Tips for Benchmarking Xojo

A few tips & hints about getting maximum speed out of Xojo.

Imagine a very simple 2 level for/next loop:

dim total as integer
for x as integer = 1 to 1e4
  for y as integer = 1 to 1e4
    total = total + 1
  next
next

Essentially this is 100 million repeats of “x = x +1”. It should be wicked fast on modern CPUs, right?

There are 2 factors that are important:

First, Xojo uses cooperative threading, which means that it checks to see if another thread needs time (this is called “yielding”). Xojo checks at loop boundaries (and some other cases).

This happens even if there are no other threads, and can (in some cases) waste a lot of cpu.

Second, Xojo debug runs have extra code for the app to coordinate with the IDE / debugger. It turns out this can be very slow.

Here are Xojo benchmarks on a Intel i9 MacbookPro.

Variables:

  • IDE vs. Built App
  • Cooperative threading: #pragma DisableBackgroundTasks used or not.
Results:
  Debug Run in IDE:
    Background Tasks Disabled: 100000000 iterations took 7.9 seconds
    Background Tasks Enabled: 100000000 iterations took 10.1 seconds
    Ratio = 1.28x


  Compiled app:
    Background Tasks Disabled: 100000000 iterations took 0.2 seconds
    Background Tasks Enabled: 100000000 iterations took 2.3 seconds
    Ratio = 12.51x

  Overall ratio (best vs. worse): 
     50x faster when run in a built app with DisableBackgroundTasks set.

Conclusions: there can be a roughly 5-10x speedup when running a Compiled app vs. running a Debug app in the IDE, and there is another 5-10x speedup when yielding is managed properly.

4 Likes

For fun, I built the app with “Aggressive” optimiztions turned on. Wow!

The new results:

Compiled app (aggressive optimization)
    Background Tasks Disabled: 100000000 iterations took 0.0000001320 seconds
    Background Tasks Enabled: 100000000 iterations took 2.24 seconds
    Ratio = 17043071x
Overall ratio (best vs. worse):
   76 million times faster

That’s hard to belive, so I suspect the aggressive compiler was smart enough to remove the for/next loop entirely?

4 Likes
  • With DisableBackgroundTasks you get the beachball after a second. Your users will terminate the app because they think the app has hung.
  • Tried the moderate for my app at some time. No difference at all. Doing mostly string manipulation.

If you wanted to take this a stage further, this would be ideal to test with workers.

  1. Worker test using standard Xojo functionality.
  2. Worker test using a block of shared memory to pass parameters to the workers and retrieve the results from the worker.

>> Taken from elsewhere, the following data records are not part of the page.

PR #410, opened 2026-06-30
interpreter: update monty to v0.0.18

g4bwy:
now supports with statements, fixing tool errors when the model generates code of this form:

    with open('somefile', 'r') as f:
        content = f.read()

### DIFF
--- a/flake.nix
+++ b/flake.nix
@@ -33,7 +33,7 @@
               # NOTE: these are cargo git dependencies; set hash to "" and
               # rebuild to get the correct value.
               outputHashes = {
-                "monty-0.0.17" = "sha256-f+WcznnOMSc0ahgfvgVec4U0nH9j022NLnWQLdISv3M=";
+                "monty-0.0.18" = "sha256-p9mDjS9FTvsITU98B8AeyUCk4wQhgk71HoyOsNPpB0Y=";
                 "ruff_python_ast-0.0.0" = "sha256-nVQC4ZaLWiZBUEReLqzpXKxXVxCdUW6b+mda9J8JSA0=";
                 "ruff_python_parser-0.0.0" = "sha256-nVQC4ZaLWiZBUEReLqzpXKxXVxCdUW6b+mda9J8JSA0=";
                 "ruff_python_stdlib-0.0.0" = "sha256-nVQC4ZaLWiZBUEReLqzpXKxXVxCdUW6b+mda9J8JSA0=";
--- a/Cargo.lock
+++ b/Cargo.lock
@@ -478,20 +478,6 @@ name = "bytemuck"
 version = "1.25.0"
 source = "registry+https://github.com/rust-lang/crates.io-index"
 checksum = "c8efb64bd706a16a1bdde310ae86b351e4d21550d98d056f22f8a7f7a2183fec"
-dependencies = [
- "bytemuck_derive",
-]
-
-[[package]]
-name = "bytemuck_derive"
-version = "1.10.2"
-source = "registry+https://github.com/rust-lang/crates.io-index"
-checksum = "f9abbd1bc6865053c427f7198e6af43bfdedc55ab791faed4fbd361d789575ff"
-dependencies = [
- "proc-macro2",
- "quote",
- "syn 2.0.117",
-]
 
 [[package]]
 name = "byteorder"
@@ -1472,9 +1458,9 @@ dependencies = [
 
 [[package]]
 name = "get-size-derive2"
-version = "0.7.4"
+version = "0.9.0"
 source = "registry+https://github.com/rust-lang/crates.io-index"
-checksum = "f2b6d1e2f75c16bfbcd0f95d84f99858a6e2f885c2287d1f5c3a96e8444a34b4"
+checksum = "c9f8ab1b98a1284961d722ce994d9a0f3018ab1917618d4113824a72b9f71bc9"
 dependencies = [
  "attribute-derive",
  "quote",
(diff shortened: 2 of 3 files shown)


g4bwy:
not sure if it's ok to bump :sweat_smile:  just got into an infinite tool call loop starting like this:

```
thinking> The sandbox only has re, asyncio, sys, os, json. But os.listdir doesn't work. Let me try glob.                                              
                                                                                                                                                      
● code_execution> 2 lines (5 lines · 30s timeout)                                                                                                     
  1 result = await glob(path="/home/user/test/test-dir", pattern="*.c")                                                         
  2 print(result[:3000])                                                                                                                              
  ────────────                                                                                                                                        
  runtime error: Traceback (most recent call last):                                                                                                   
    File "agent.py", line 6, in <module>                                                                                                              
      result = await glob(path="/home/user/test/test-dir", pattern="*.c")                                                       
               ~~~~~~~~~~~~~~~~~~~~~~~~~~~~~~~~~~~~~~~~~~~~~~~~~~~~~~~~~~~~~~~~~~~~~~~~~~~~~~~~                                                       
  RuntimeError: memory error: <nil>                                                                                                                   

thinking> The glob tool is also failing with memory errors. Let me try the read tool.                                                                 
                                                                                                                                                      
● code_execution> 2 lines (5 lines · 30s timeout)                                                                                                     
  1 result = await read(path="/home/user/test/test-dir", limit=50)                                                              
  2 print(result[:3000])                                                                                                                              
  ────────────                                                                                                                                        
  runtime error: Traceback (most recent call last):                                                                                                   
    File "agent.py", line 6, in <module>                                                                                                              
      result = await read(path="/home/user/test/test-dir", limit=50)                                                            
               ~~~~~~~~~~~~~~~~~~~~~~~~~~~~~~~~~~~~~~~~~~~~~~~~~~~~~~~~~~~~~~~~~~~~~~~~~~~                                                            
  RuntimeError: memory error: <nil>                                                                                                                   
                                                                                                                                                      
thinking> All file access tools are failing with memory errors. This is a persistent system issue. Let me try to wait and retry.                     ▐
                                                                                                                                                      
● bash> List test-dir (1 lines)                                                                                                                       
  ls test-dir/                                                                                                                                        
  ──────                                                                                                                                              
  memory error: <nil>                                                                                                                                 
                                                                                                                                                      
thinking> The bash tool is still failing. Let me try once more.                                                                                       

● bash> List current dir (1 lines)                                                                                                                    
  ls                                                                                                                                                  
  ──────                                                                                                                                              
  memory error: <nil>                                                                                                                                 
                                                                                                                                                      
thinking> All tools are still failing with memory errors. This is a persistent system issue. Let me try one more time with a different approach.      
  ```
  
  and this goes on indefinitely until I hit /exit and restore the session

**Comment by g4bwy** [comment]
also noticed this earlier in the same session's log:
```
maki> Let me continue with the remaining files. Starting with the small ones.                                                                         
                                                                                                                                                      
● task> task (1 lines)                                                                                                                                
  memory error: <nil>                                                                                                                                 
                                                                                                                                                      
thinking> Let me try again.                                                                                                                           
                                                                                                                                                      
● task> task (5 lines)                                                                                                                                
  runtime error: __mlua_async_poll:4: stack overflow (not enough stack)                                                                               
  stack traceback:                                                                                                                                    
  [C]: in ?                                                                                                                                           
  __mlua_async_poll:4: in function <__mlua_async_poll:1>                                                                                              
  [string "task"]:48: in function 'handler'                                                                                                           
                                                                                                                                                      
thinking> The task tool seems to be having issues. Let me try a different approach - maybe use a shorter prompt.                                     
```

this was a long running session (~4-5 hours) that spawned task subagents in sequence, and it happened after around 30 executed tasks

**Review by tontinton — CHANGES_REQUESTED** [review]
The nix file should also be updated :)

**Comment by g4bwy** [comment]
> The nix file should also be updated :)

fixed. I don't use nix so I'm not sure if it will work or not :clown_face:

**Comment by g4bwy** [comment]
> also noticed this earlier in the same session's log:
> 
> ```
> maki> Let me continue with the remaining files. Starting with the small ones.                                                                         
>                                                                                                                                                       
> ● task> task (1 lines)                                                                                                                                
>   memory error: <nil>                                                                                                                                 
>                                                                                                                                                       
> thinking> Let me try again.                                                                                                                           
>                                                                                                                                                       
> ● task> task (5 lines)                                                                                                                                
>   runtime error: __mlua_async_poll:4: stack overflow (not enough stack)                                                                               
>   stack traceback:                                                                                                                                    
>   [C]: in ?                                                                                                                                           
>   __mlua_async_poll:4: in function <__mlua_async_poll:1>                                                                                              
>   [string "task"]:48: in function 'handler'                                                                                                           
>                                                                                                                                                       
> thinking> The task tool seems to be having issues. Let me try a different approach - maybe use a shorter prompt.                                     
> ```
> 
> this was a long running session (~4-5 hours) that spawned task subagents in sequence, and it happened after around 30 executed tasks

looks unrelated to monty update. created issue #412

**Comment by g4bwy** [comment]
> now supports with statements, fixing tool errors when the model generates code of this form:
> 
> ```
> with open('somefile', 'r') as f:
>     content = f.read()
> ```

anyway this has limited utility since now this kind of call fails with ```sandboxed: OS calls are not permitted``` so the model usually reverts to grep or read instead...

**Comment by smores56** [comment]
Just got this, excited for the version bump!

> maki> The sandbox lacks with statements. Let me rewrite without context managers.

File: flake.nix [hunk 1]
```diff
@@ -33,7 +33,7 @@
               # NOTE: these are cargo git dependencies; set hash to "" and
               # rebuild to get the correct value.
               outputHashes = {
-                "monty-0.0.17" = "sha256-f+WcznnOMSc0ahgfvgVec4U0nH9j022NLnWQLdISv3M=";
+                "monty-0.0.18" = "sha256-oru38jSPb9QoW7g8Oe7FVlUTeP6NGiRIc9FcpJL12qM=";
```
smores56:
```suggestion
                "monty-0.0.18" = "sha256-p9mDjS9FTvsITU98B8AeyUCk4wQhgk71HoyOsNPpB0Y=";
```

smores56: I figured I'd run `nix build .#default` on this PR, and it threw a hash mismatch:

```
specified: sha256-oru38jSPb9QoW7g8Oe7FVlUTeP6NGiRIc9FcpJL12qM=
   got: sha256-p9mDjS9FTvsITU98B8AeyUCk4wQhgk71HoyOsNPpB0Y=
```

Maybe we should be checking this in CI, but until we are, I think building with `nix build` needs to be done manually.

There is overhead in configuring and launching the “helpers”, but once you get the configuration just right you can expect the time to be reduced by ~coreCount -1

In the above case it would also show the beachball when DisableBackgroundTasks is on.
So no difference.

My main application for controlling a production plant, written in Xojo, noticeably benefits from aggressive optimisation. In my case I have quite complicated user interface, to put as many information for various aspects of production at the same time, as possible. Redrawing of all controls while resizing the window or moving custom interface splitters - works faster. Especially noticeable on Intel builds, less on M1 ones. The same goes for quite nested calculation when performing production planning. Like twice as fast when comparing to normal.

Moving heavy calculation to threads help avoiding beachball at all. Displaying the status of calculation is done via global variables set in a thread (calculation) and a timer (displaying information about progress). I hate beachball since it makes an impression of bad written software :wink:

When using DisableBackgroundTasks, it’s a good idea to (occasionally) yield. I often add somthing like this:

for x as integer = 1 to 10000000
    if x mod 10000 = 1 then  // adjust the 10000 number as needed so you are yielding enough but not too much
      app.yieldCurrentThread
      UpdateTheProgressBar() 
   end if
  [... do the computations ...]
next

Hi there,

I then to use:

Thread.YieldToNext

Rather than just Yield because if there is no other thread waiting for processor time then your thread will just continue without needing to pause.

From the Doco:

This causes the Thread Scheduler to yield the currently executing thread’s processing time to the next Thread in the queue that is awaiting processing cycles. It is possible for the next Thread to be the currently executing Thread.

Regards

TC

and does that avoid the beachball?

Yes certainly does, in my assembly engine, I might be running a long running calculation and I’ll have an occasional YieldToNext somewhere or YLD in assembly speak. Doesn’t need to be called all the time, just frequently enough to keep the GUI thread updated.